*YOUR GOAL*.
Please transcribe all of the records precisely.

Saved data entries:

· · · · · · ·

Issue #445, opened 2019-05-12
Check for gofmt compliance as part of CI


aelsabbahy:

pedroMMM:
@aelsabbahy It can be closed now.

aelsabbahy:
Thanks for catching this and thanks for all your contributions. A release is being cut as we speak with some of your changes.

By the way in the future you can add fixes #tickernumber and it'll automatically close it: https://help.github.com/en/github/managing-your-work-on-github/closing-issues-using-keywords

I'll update the PR template to include a section for this.

PR #523, opened 2019-12-14
[#445] Add gofmt validation to CI

pedroMMM:
Add gofmt validation to CI requested on #445 

##### Checklist

- [x] `make test-all` (UNIX) passes. CI will also test this.

### Description of change

Add a `make fmt` that checks if the code formating is valid. Ensure it's part of the main `make`  invoked by the CI and fail the build if the formating invalid.

### DIFF
--- a/Makefile
+++ b/Makefile
@@ -28,7 +28,7 @@ fmt:
 	$(info INFO: Starting build $@)
 	{ \
 set -e ;\
-fmt=$$(gofmt -l .) ;\
+fmt=$$(gofmt -l ${GO_FILES}) ;\
 [ -z "$$fmt" ] && echo "valid gofmt" || (echo -e "invalid gofmt\n$$fmt"; exit 1)\
 }
 
--- a/Makefile
+++ b/Makefile
@@ -24,6 +24,14 @@ lint:
 	#go tool vet .
 	golint $(pkgs) | grep -v 'unexported' || true
 
+fmt:
+	$(info INFO: Starting build $@)
+	{ \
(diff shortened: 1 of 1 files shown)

· · · · · · ·

*ANSWER FOR THIS EXERCISE*.
Issue #445, opened 2019-05-12
Check for gofmt compliance as part of CI


aelsabbahy:

pedroMMM:
@aelsabbahy It can be closed now.

aelsabbahy:
Thanks for catching this and thanks for all your contributions. A release is being cut as we speak with some of your changes.

By the way in the future you can add fixes #tickernumber and it'll automatically close it: https://help.github.com/en/github/managing-your-work-on-github/closing-issues-using-keywords

I'll update the PR template to include a section for this.

PR #523, opened 2019-12-14
[#445] Add gofmt validation to CI

pedroMMM:
Add gofmt validation to CI requested on #445 

##### Checklist

- [x] `make test-all` (UNIX) passes. CI will also test this.

### Description of change

Add a `make fmt` that checks if the code formating is valid. Ensure it's part of the main `make`  invoked by the CI and fail the build if the formating invalid.

### DIFF
--- a/Makefile
+++ b/Makefile
@@ -28,7 +28,7 @@ fmt:
 	$(info INFO: Starting build $@)
 	{ \
 set -e ;\
-fmt=$$(gofmt -l .) ;\
+fmt=$$(gofmt -l ${GO_FILES}) ;\
 [ -z "$$fmt" ] && echo "valid gofmt" || (echo -e "invalid gofmt\n$$fmt"; exit 1)\
 }
 
--- a/Makefile
+++ b/Makefile
@@ -24,6 +24,14 @@ lint:
 	#go tool vet .
 	golint $(pkgs) | grep -v 'unexported' || true
 
+fmt:
+	$(info INFO: Starting build $@)
+	{ \
(diff shortened: 1 of 1 files shown)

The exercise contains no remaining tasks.